Arrow-right Camera

Color Scheme

Subscribe now

This column reflects the opinion of the writer. Learn about the differences between a news story and an opinion column.

Sue Lani Madsen: Finding your passion on sustainability

Sue Lani Madsen, an architect and rancher, writes a weekly column for The Spokesman-Review.  (JESSE TINSLEY)

People rarely volunteer without passion, especially for anything with the word “committee” in the title. Others discover their passion after a committee writes a report.

In 2019, Spokane’s City Council put out a call for volunteers for a new Sustainability Action Subcommittee to revive and update the 2009 plan. There were about twenty-three applicants, recalled Kara Odegard, City Council manager of sustainability initiatives, and all were invited to participate. The 2021 Sustainability Action Plan is now available for public comment. It’s a good time to find your passion.

The 2021 plan builds on an earlier plan. Former Spokane Mayor Mary Verner created a Sustainability Task Force, which formally presented a plan to the City Council at a meeting in April 2009. The Spokesman-Review reported “Task force members say they were surprised by the strong opposition,” usually a sign of a disconnect between the makeup of a task force and the general population. Verner lost her bid for reelection, momentum slowed, and nothing much happened. The plan never made it to the implementation phase, according to Odegard.

Former City Councilwoman Nancy McLaughlin remembered being bothered by comments aimed at opponents in 2009 trying to make it sound like “if you weren’t on board with this plan then you were against environmental stewardship.” Taking care of the environment that takes care of us is common ground even if aspirational goals for reduction in greenhouse gas emissions and realistically reaching net neutrality by a date certain are not.
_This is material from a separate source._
Issue #2536, opened 2026-04-20
Admin: Issue editing events on AgenticAdvertising.Org website


MMason999:
For Events on the AgenticAdvertising.Org website, I have two issues:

Links to all documents, an executive summary of the plan, three workshop announcements and a feedback survey form are all available on the Spokane city website (https://my.spokanecity.org/). This is the opportunity for the hard work of the subcommittee to be tested by questions from the general population. This is the time for those questions to unearth unintended consequences before this plan becomes an item on the City Council agenda this fall.
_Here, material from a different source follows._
Issue #3411, opened 2026-04-28
membership: UX hardening for inherited auto-link (confirmation prompt + provisioning visibility + revocation sweep)


bokelley:
## Problem

PR #3378 added hierarchical auto-provisioning behind an opt-in flag. Three known UX/operational gaps:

Here are a few suggestions for questions.

The 2009 plan emphasized the importance of monitoring progress and being ready to adapt along the way. Barriers to monitoring progress on many of the measurable objectives included in the 2009 plan included technical changes to best practices for measuring greenhouse gases and simple physical changes of city boundaries and population growth. What metrics and processes are proposed for monitoring and adapting over the next decade?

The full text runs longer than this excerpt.